**GIVEN INFORMATION**

PR #1833, opened 2024-05-08
feat(sidekick): wire up user profile - handle and render with open profile state

domw30:
### What does this do?
- wires up the handling and displaying of the user profile in the sidekick.

- as per design.

### How do I test this?
- run tests as usual. 
- you will not be able to render this in the UI just yet as follow up work is required to trigger opening the profile.

#### Things to consider:
  1. Does this change any APIs?

### DIFF
--- a/src/components/sidekick/index.tsx
+++ b/src/components/sidekick/index.tsx
@@ -8,6 +8,7 @@ import { GroupManagementContainer } from '../messenger/group-management/containe
 import classNames from 'classnames';
 import { bemClassName } from '../../lib/bem';
 import './styles.scss';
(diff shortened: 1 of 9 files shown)


src/components/sidekick/index.tsx
```diff
@@ -46,7 +49,7 @@ export class Container extends React.Component<Properties> {
     if (this.isSecondary) {
       return <GroupManagementContainer />;
     } else {
-      return <MessengerList />;
+      return this.props.isUserProfileOpen ? <UserProfileContainer /> : <MessengerList />;
```
domw30, line 52: I will improve the handling of these containers as follow ups when continuing work on users profile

**PROBLEM**
Give an exact copy of the lines from the one with "- you will not" through the end of the entries, both ends included.

**RESPONSE TO THIS TASK**
- you will not be able to render this in the UI just yet as follow up work is required to trigger opening the profile.

#### Things to consider:
  1. Does this change any APIs?

### DIFF
--- a/src/components/sidekick/index.tsx
+++ b/src/components/sidekick/index.tsx
@@ -8,6 +8,7 @@ import { GroupManagementContainer } from '../messenger/group-management/containe
 import classNames from 'classnames';
 import { bemClassName } from '../../lib/bem';
 import './styles.scss';
(diff shortened: 1 of 9 files shown)


src/components/sidekick/index.tsx
```diff
@@ -46,7 +49,7 @@ export class Container extends React.Component<Properties> {
     if (this.isSecondary) {
       return <GroupManagementContainer />;
     } else {
-      return <MessengerList />;
+      return this.props.isUserProfileOpen ? <UserProfileContainer /> : <MessengerList />;
```
domw30, line 52: I will improve the handling of these containers as follow ups when continuing work on users profile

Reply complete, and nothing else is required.